* [Work instructions] The listing below is to be transcribed exactly.

* [Data excerpt]
=== Begin Enclosure ===

PR #529, opened 2018-05-03
LZ4F: Only Reset the LZ4_stream_t when Init'ing a Streaming Block

felixhandte:
`LZ4_resetStream_fast()` will do a full reset if the table isn't in `byU32` mode, since it's built to prep the stream for streaming compression, i.e., `LZ4_compress_fast_continue()`. This can lead to unnecessary resets, such as when the stream is in `byU16` mode and will next be used in `byU16`, which can happen when performing sequential, independent, small compressions and which shouldn't require a reset.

=== End Enclosure ===

* [Answer box]
PR #529, opened 2018-05-03
LZ4F: Only Reset the LZ4_stream_t when Init'ing a Streaming Block

felixhandte:
`LZ4_resetStream_fast()` will do a full reset if the table isn't in `byU32` mode, since it's built to prep the stream for streaming compression, i.e., `LZ4_compress_fast_continue()`. This can lead to unnecessary resets, such as when the stream is in `byU16` mode and will next be used in `byU16`, which can happen when performing sequential, independent, small compressions and which shouldn't require a reset.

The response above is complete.